= Concerto da camera (Jeffrey Ching) =

2008 musical composition by Jeffrey Ching

Concerto da camera is a composition for solo guitar, solo violoncello, soprano, and twenty strings, by the contemporary Chinese-British composer Jeffrey Ching.

==Analysis==
The composer describes the composition as a ‘quintuple concerto’ for the five nationalities of its original begetters: German for the guitarist Reinbert Evers; Lithuanian for his wife, the pianist Igina Mauzaite (although the concerto never included a piano part); Brazilian for the ‘cellist Matias de Oliveira Pinto; the Spanish ancestry of the composer’s wife, the soprano Andión Fernández; and the composer’s own Chinese parentage. Composed in Berlin between 2 March and 2 July 2008 and revised in 2011-2012, the concerto is about half an hour in duration, and divides into a slow and a quick movement, in each of which the five musical races combine in diverse ways:

The opening "Passacaglia à la sarabande" alternates three statements of a “V-I-L-N-I-U-S” motto (A-A-E-G-A-G-E^{b}) with three presentations of the Sarabande from J. S. Bach’s Fifth Suite for unaccompanied ‘cello (BWV 1011), each incorporating some figurative or abstract representation of a national element: sheng-type chords, quotations of zither music, and poetic fragments from mediaeval China; the rhythms and harmonies of Brazilian indigenous and popular music; the dissonant polyphony, nonsense syllables, and wide vocal glissandi of the Lithuanian sutartines; and in the optional soprano solo at the movement’s core, some Spanish lines from the Miguel de Cervantes novel Don Quixote.

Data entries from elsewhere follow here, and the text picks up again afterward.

PR #409, opened 2026-08-13
fix: only apply necessary args to extending services when configuring

awphi:
## Background

Take the following Topo project:

```yaml
# compose.yaml
services: 
  child-a: 
    extends: 
      service: parent-a
      file: compose.other.yaml
    build: 
      args: 
        SOMETHING: "something"

  child-b: 
    extends: 
      service: parent-b
      file: compose.other.yaml

x-topo: 
  parameters: 
    PARAM: 
      description: "Parameter"
```

```yaml
# compose.other.yaml
services: 
  parent-a: 
    platform: linux/arm64
    build: 
      args: 
        PARAM: "param"

  child-b: 
    platform: linux/arm64
    extends: 
      service: parent-b
      file: compose.other.yaml
```

Running `topo configure` and plugging in a `PARAM` will yield:

```yaml
# compose.yaml
services:
  child-a:
    extends:
      service: parent-a
      file: compose.other.yaml
    build:
      args:
        SOMETHING: "something"
  child-b:
    extends:
      service: parent-b
      file: compose.other.yaml
    build:
      args:
        PARAM: a
x-topo:
  parameters:
    PARAM:
      description: "Parameter"
```

Two issues:
- `child-a` needs a `PARAM` override and didn't get one!
- `child-b` didn't need a `PARAM` override and did get one!

## Changes

- Does a second full de-normalized `ReadProject` to collapse extending services to work out if they need a build arg overriding or not.
- Renames `yaml.go` -> `args.go` and changes its public API to just expose `ApplyArgs` to expose a thinner, deeper module with a neater signature and less file open/close ceremony required by the caller. This pushes this change to a hybrid refactor-fix but I think the net result of fewer lines of code despite a bug fix + new tests makes it worth it!

## Checklist


awphi:
Been re-thinking this and have been wondering if we should actually do this. It's quite complex and a bit magic.

Perhaps a stupider but more predictable thing would be drop the `extends` handling entirely and require you to specify build arg overrides in your primary `compose.yaml` project if you want `topo configure` to reason about them. We **never** add a `build.args` block for you. I think this is fine given we've removed `topo extend` and is more predictable and explainable.

If you want your parameter to apply to an extending service, then add a build arg override in your `compose.yaml`. 

Going to close this for now and raise a PR that does this, linking back to here as an alternative.

PR #412, opened 2026-08-17
feat!: avoid adding build args to services using `extends`

awphi:
## Background

See #409. This PR presents a simpler alternative to the solution implemented in #409 where we never add `build.args` to any service and only mutate existing ones. This is a simpler, more predictable and explainable solution.

## Changes

- Avoids adding `build.args` to `extends`ing services, instead warning the user on how this works

I'm open to this approach or something like #409 to address the root problem but this PR is my personal preference.

## Checklist

### DIFF
--- a/internal/compose/yaml.go
+++ b/internal/compose/yaml.go
@@ -49,7 +49,7 @@ func ApplyArgs(root *yaml.Node, toApply map[string]string) error {
 		if args == nil {
 			if find(svc, "extends") != nil {
 				name := services.Content[i].Value
-				logger.Warn(fmt.Sprintf("service %q uses `extends` without `build.args`; inherited build args will not be configured. Declare the required args on this service, or set `build.args: {}` to silence this warning", name))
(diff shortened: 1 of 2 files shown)


internal/compose/yaml.go
```diff
@@ -44,27 +43,15 @@ func ApplyArgs(root *yaml.Node, toApply map[string]string) error {
...
-		}
-
 		args := find(build, "args")
+
 		if args == nil {
-			if !hasExtends {
-				continue
+			if find(svc, "extends") != nil {
+				name := services.Content[i].Value
+				logger.Warn(fmt.Sprintf("service %q uses `extends` without `build.args`; inherited build args will not be configured. Declare the required args on this service, or set `build.args: {}` to silence this warning", name))
```
muchzill4: This is weird. Starts lowercase, but then we have a sentence?

muchzill4 (approved):

internal/compose/yaml.go
awphi: Good spot - have de-sentencified https://github.com/arm/topo/pull/412/commits/64392ab7a27e50f4040722cc9f4ed05b8ad6913f

PR #322, opened 2016-05-06
Refactor search to allow searches to originate from the backend

joeferner:
- [x] @srfarley
- [x] @EvanOxfeld @joeybrk372
- [ ] @mwizeman @dsingley

This is a pretty large PR. Most of it consists of moving code from the search web routes to the back-end.

The biggest change is with the introduction of `SearchOptions` which is in place to decouple the code from `HttpRequest`.

@sfeng88 @rygim @jharwig Please look at https://github.com/v5analytics/visallo/compare/refactor-search-to-backend?expand=1#diff-b9711c6c54a8d174d6af7d034a70e6a2R43 I would like to move this code as well to the back-end but I know your team is relying on it so maybe you could help out with that move.

### DIFF
--- a/core/core/src/main/java/org/visallo/core/model/search/EdgeSearchRunner.java
+++ b/core/core/src/main/java/org/visallo/core/model/search/EdgeSearchRunner.java
@@ -1,0 +1,34 @@
+package org.visallo.core.model.search;
+
+import com.google.inject.Inject;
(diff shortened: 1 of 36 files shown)


sfeng88:
@joeferner go ahead and move the code you mentioned above to the backend. our team is no longer depending on that.

PR #329, opened 2016-05-12
Fix select connected (ctrl-e) to use more reliable way to get edges.

jharwig:
- [x] @srfarley @joeferner
- [x] @EvanOxfeld @joeybrk372
- [x] @mwizeman @dsingley

Also introduce a slight delay in the case the user clicks and uses key combo immediately

Adds some info popups that show what is happening

### DIFF
--- a/core/messages/src/main/resources/MessageBundle.properties
+++ b/core/messages/src/main/resources/MessageBundle.properties
@@ -276,6 +276,11 @@ graph.help.scope=Graph
 graph.path.edge.label.one=1 Entity
 graph.path.edge.label.some={0} Entities
 
+graph.select.all.starting=Selecting All Objects...
+graph.select.connected.starting=Selecting Connected...
+graph.select.connected.finished=Selected {0} Entity
+graph.select.connected.finished.plural=Selected {0} Entities
+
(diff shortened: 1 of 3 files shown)


EvanOxfeld:
Looks good. `this.onSelectConnected` is starting to grow -- consider raising the level of abstraction and reducing the promise nesting, which is always easier to read.

Also, what's the source of the delay -- is it due to passing messages between workers and the main thread or is it due to fetching vertices and edges? If it's the latter, is the timeout enough in the case of  a high latency / low bandwidth connection?

jharwig:
@EvanOxfeld The delay is to compensate between the time the graph notices the click and triggers an event that propagates to the document. There is delay built into the graph because of the way we have to coalesce selection changes (cytoscape sends them one at a time – select 10 things, get 10 events) Into one selection change event. It's not based on any network latency, only the built in graph delay (`SELECTION_THROTTLE` in graph.js) and the bubbling delay (which might be synchronous anyways)

Now I could make that a constant to ensure they stay in sync

EvanOxfeld:
A constant sounds good. And thanks for the helpful explanation -- makes more sense now.

jharwig:
@EvanOxfeld done

PR #330, opened 2016-05-12
Diff: Fix incorrect badge count after animation

EvanOxfeld:
- [x] @srfarley @joeferner
- [x] @EvanOxfeld @joeybrk372
- [x] @mwizeman @dsingley

Always resets the badge to the latest diff count after the CSS transition has completed.

### DIFF
--- a/web/war/src/main/webapp/js/workspaces/overlay.js
+++ b/web/war/src/main/webapp/js/workspaces/overlay.js
@@ -266,8 +266,8 @@ define([
                         }
                         count++;
                         return true;
-                    }),
-                    formattedCount = F.number.pretty(count);
+                    });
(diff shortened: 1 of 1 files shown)


web/war/src/main/webapp/js/workspaces/overlay.js
```diff
@@ -212,6 +212,7 @@ define([
             );
         };
 
+        var formattedCount;
```
jharwig: Should we just use `this.formattedCount` instead of a closed var?

EvanOxfeld: Fixed. Was following prior art in this component.

PR #334, opened 2016-05-16
Switch transcript entries + fixes

joeybrk372:
- Clicking on an audio/video link will switch current transcript to that one
- Clicking on audio/video link will scroll the media in view and does not autoplay anymore
- Fix transcript forcing overflowing width of fullscreen detail in Firefox
- Fix transcript entries not being properly removed when switching to a split detail layout.

- [x] @srfarley @joeferner
- [x] @EvanOxfeld @joeybrk372
- [ ] @mwizeman @dsingley


web/war/src/main/webapp/js/detail/text/text.js
```diff
@@ -1048,12 +1053,30 @@ define([
             }
         };
 
+        this.scrollToMediaPreview = function($detailBody) {
+            var $preview = $detailBody.find(PREVIEW_SELECTORS.audio).parent().length ?
+                    $detailBody.find(PREVIEW_SELECTORS.audio).parent() :
```
EvanOxfeld: `$.find` can be expensive depending on the DOM structure. To be safe I'd store the result of `$detailBody.find(PREVIEW_SELECTORS.audio).parent()` into a variable rather than executing the same code twice.

web/war/src/main/webapp/less/detail/detail.less
```diff
@@ -18,7 +18,6 @@
   padding: 0;
 
   .org-visallo-layout-root {
-    flex: 1;
```
jharwig: this change worries me that it breaks all kind of layout and scrolling

jharwig: Specifically test resizing of the detail pane, and the multiple selection detail pane with the element list at the bottom. Scrolling should match the mouse and not seem to have weird limits

joeybrk372: This change preserves current layout and scrolling. `org-visallo-layout-root` is filling its parent and is the only flex item at this level. `flex: 1` was not winning to declare any styles in this case.

jharwig: okay, didn't know it had inline styles, thanks

PR #335, opened 2016-05-16
Allow alert.ejs to display html content. Also fix scoping of alert.ejs variables

joeferner:
- [x] @srfarley @joeferner
- [x] @EvanOxfeld @joeybrk372
- [ ] @mwizeman @dsingley

So it turns out that `alert.ejs` was leaking the `info` variable. I wrapped this template in a `function`.

### DIFF
--- a/web/war/src/main/webapp/js/util/alert.ejs
+++ b/web/war/src/main/webapp/js/util/alert.ejs
@@ -1,13 +1,23 @@
+<% (function() { var info, infoHtml; %>
 <% if (typeof error !== "undefined") { %>
   <div class="alert alert-error">
     <% info = error; %>
+<% } else if (typeof errorHtml !== "undefined") { %>
+  <div class="alert alert-error 2222">
+    <% infoHtml = errorHtml; %>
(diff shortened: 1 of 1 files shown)


jharwig:
I'd be worried about displaying user generated content in the alert causing xss vulnerabilities...

jharwig:
and this is starting to have too much logic, it should be a component

joeferner:
@jharwig That's why I made it very explicit. You have to pass `errorHtml`, `infoHtml`, or `messageHtml` instead of `error`, `info`, or `message`

joeferner:
@jharwig also agreed about the component aspect but I didn't really want to change it in the 13 other places it's used.

jharwig:
re: okay okay, I see

You wouldn't need to change all of them initially, leave the ejs file (since the component would use hbs) and add a deprecation console warning inside the template.

It would also allow behavior in the alert panel. Like expandable more info

joeferner:
@jharwig For now can we just live with the changes. I think a component is the right move but it's probably not a Flight component but a React component. Can we make that change after the current release.

PR #340, opened 2016-05-16
Fix fullscreen detail rendering improperly when switching to and from…

joeybrk372:
- [x] @srfarley @joeferner
- [x] @EvanOxfeld @joeybrk372
- [ ] @mwizeman @dsingley

… split layout

### DIFF
--- a/web/war/src/main/webapp/js/util/domElement.js
+++ b/web/war/src/main/webapp/js/util/domElement.js
@@ -7,7 +7,12 @@ define([], function() {
     };
 
     function removeAllStyles(el) {
-        removeStyles.apply(null, [el].concat(_.keys(el.style)));
+        var styles = [];
+        //loop through style object for IE11
+        for (var i in el.style) {
+            styles.push(i);
+        }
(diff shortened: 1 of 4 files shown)


web/war/src/main/webapp/js/util/domElement.js
```diff
@@ -7,7 +7,11 @@ define([], function() {
     };
 
     function removeAllStyles(el) {
-        removeStyles.apply(null, [el].concat(_.keys(el.style)));
+        var styles = [];
+        for (var i in el.style) {
+            styles.push(i);
+        }
```
EvanOxfeld: Converting to an array can be simplified with `_.values(el.style)`

joeybrk372: Here I'm gathering the keys. Switched to the for loop because microsoft's style object doesn't like `Object.keys`

EvanOxfeld: Sounds like a good workaround. Would you please add a comment so we remember? I don't think code will be self-documenting enough in this case.

PR #344, opened 2016-05-17
Graph: Fix hamburger menu position in IE

EvanOxfeld:
- [x] @srfarley @joeferner
- [x] @EvanOxfeld @joeybrk372
- [x] @mwizeman @dsingley


jharwig:
Would like an addition css definition that makes all the graph options extension be on it's own line.

something like `.tools > div { display: block; }`

EvanOxfeld:
@jharwig Thanks for the feedback. Done.

PR #350, opened 2016-05-18
Fix multiselections in detail history

joeybrk372:
Also allow graph vertices to be deselected with ctrl/command click.

- [x] @srfarley @joeferner
- [ ] @EvanOxfeld @joeybrk372
- [ ] @mwizeman @dsingley

### DIFF
--- a/web/war/src/main/webapp/js/data/withObjectSelection.js
+++ b/web/war/src/main/webapp/js/data/withObjectSelection.js
@@ -418,9 +418,9 @@ define([], function() {
                 currentEdgeIds = currentVertexIds.length === 0 && _.keys(currentObjects.edgeIds);
 
             if (!_.isEmpty(currentVertexIds) || !_.isEmpty(currentEdgeIds)) {
-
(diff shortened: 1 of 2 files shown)


web/war/src/main/webapp/js/data/withObjectSelection.js
```diff
@@ -418,9 +418,9 @@ define([], function() {
                 currentEdgeIds = currentVertexIds.length === 0 && _.keys(currentObjects.edgeIds);
 
             if (!_.isEmpty(currentVertexIds) || !_.isEmpty(currentEdgeIds)) {
-
                 var listedIndex = -1,
-                    newSelectionIndex = -1;
+                    newSelectionIndex = -1,
+                    multiple = (currentVertexIds.length || 0 + currentEdgeIds.length || 0) > 1;
```
EvanOxfeld: What's going on here? Is it possible for either `currentVertexIds` or `currentEdgeIds` to not be an array?

PR #351, opened 2016-05-19
fix publishing error for video frames

sfeng88:
- [x] @srfarley @joeferner
- [x] @EvanOxfeld @joeybrk372
- [ ] @mwizeman @dsingley


core/core/src/main/java/org/visallo/core/model/workspace/WorkspaceRepository.java
```diff
@@ -534,7 +534,7 @@ private void publishVertex(Vertex vertex, ClientApiPublishItem.Action action, Au
         // we need to alter the visibility of the json property, otherwise we'll have two json properties, one with the old visibility and one with the new.
         VisalloProperties.VISIBILITY_JSON.alterVisibility(vertexElementMutation, visalloVisibility.getVisibility());
         VisalloProperties.VISIBILITY_JSON.setProperty(vertexElementMutation, visibilityJson, metadata, visalloVisibility.getVisibility());
-        vertexElementMutation.save(authorizations);
+        vertexElementMutation.save(authWithVideoFrame);
```
srfarley: I think it's really strange to make special exceptions in this method for video frames. I understand that `authWithVideoFrame` was already being used, at line 508, and this line fixes the bug appropriately. Are we using a special authorization to hide frame properties from the user?

joeferner: @srfarley Yes we are using a special authorization to hide video frames. By using authorizations we can query and not even pull them across the network from the tablet servers.

PR #361, opened 2016-05-23
Disable some non-map vertex context menu options

joeybrk372:
- [x] @srfarley @joeferner
- [x] @EvanOxfeld @joeybrk372
- [ ] @mwizeman @dsingley


web/war/src/main/webapp/js/util/vertex/menu.js
```diff
@@ -79,7 +82,7 @@ define([
                         event: 'addRelatedItems',
                         shortcut: 'alt+r',
                         shouldDisable: function(selection, vertexId, target) {
-                            return !visalloData.currentWorkspaceEditable;
+                            return !visalloData.currentWorkspaceEditable || $(target).closest('.graph-pane').length === 0;
```
EvanOxfeld: `$.closest` can be expensive because jquery has to walk the DOM subtree. Does this change add noticeable delay, particularly in IE?

joeybrk372: Does not add noticeable delay. I think this paradigm for map/graph context detection is fine for now, as it will most likely get refactored anyways when workspace is supporting multiple graphs and maps.

jharwig:
why add related? That could be used on the map and if the related items have geolocations they will show up

joeybrk372:
Having it on map is misleading, because you will not see all the changes you are causing and could lead to a tedious cleanup of your graph if you are not aware of what is happening. We could alter the behavior to only add related things with geo properties, but since even then you can not view the relationships directly I am in favor of limiting to graph.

The concluding "Fuga concertante" exactly doubles the proportions of the finale of J. S. Bach’s Fourth Brandenburg Concerto (BWV 1049), as well as literally doubling its contrapuntal premise into a double fugue on two Lithuanian folk songs. As in the Bach, the fugal ritornelli are interspersed with elaborate cadenzas for the instrumental soloists, in one place in the form of the actual tracing on the guitar and ‘cello fingerboards of the Chinese brushstrokes for the ideographs for ‘broken string’. Where the movement divides at the Golden ratio, the string players stand and slash the air with their bows, to announce a structural demarcation usually left concealed by composers. During the fifth ritornello, the soprano’s first movement solo recurs in fragmentary guise as a wordless vocalise, so that in this movement the Spanish as well as Chinese presence survives only in allusive form. On the other hand, the Afro-Brazilian elements come into their own as a candomblé ceremony in miniature, the ethnomusicologically documented drumming, cowbell, and clapping effects all mimicked by the string orchestra and solo guitar without any actual percussion. The concerto ends with the dense Baroque counterpoint of solo guitar and ‘cello unwinding into silence like a rundown motor, by means of well-coordinated coups de grâce administered to the soloists’ tuning pegs by three players from the orchestra.

==Premiere==
As a result of the Audience Prize awarded to the composer's opera Das Waisenkind for the 2009-10 season, the work was premiered by the Erfurt Philharmonic under Walter Gugerbauer in Theater Erfurt on 19–20 January 2012. The soloists were Reinbert Evers (guitar), Matias de Oliveira Pinto (violoncello), and Andión Fernández (soprano).

==Reception==
Critical reception was divided, one review stating baldly, "Musik ist es nicht", but another was more enthusiastic:

Jeffrey Ching – born in 1965 in the [former] Spanish-American colony of the Philippines, the son of Chinese Buddhist parents – presents himself in his musical work as a wanderer between cultures. The pieces of the composer, who in 2009 won the Audience Prize for The Orphan in Theater Erfurt, are filled with musical elements of the cultures that influence him. Likewise, the two movements of his Concerto da Camera are filled with Chinese, Spanish, Brazilian, but also Lithuanian, musical cultures. For unpracticed listeners, even for those with some characteristic musical quotations of these countries in mind, it turned out to be a demanding task to identify them. Both the string orchestra and the soloists on guitar and cello were given special tasks: Performers are rarely to be seen blowing into the sound holes of their instruments; the entire ensemble was to be heard speaking archaic sounds or playing on the music stands instead of the violins. Jeffrey Ching certainly intended some sort of musical irony here and there, but the serious composer and his virtuoso ability always emerged. Tearing at the strings aroused associations with China. Folksong elements conjured up images of Memel villages. String players knocked percussive Latin American rhythms on their instruments. And there was always a conscious allusion to the music of Bach: counterpoint and polyphony in dissonant and abstracted form. The musicologist in any case took pleasure in decipherment; the enthusiast of contemporary orchestral music, in the provocation onstage and the musical wink of the creator".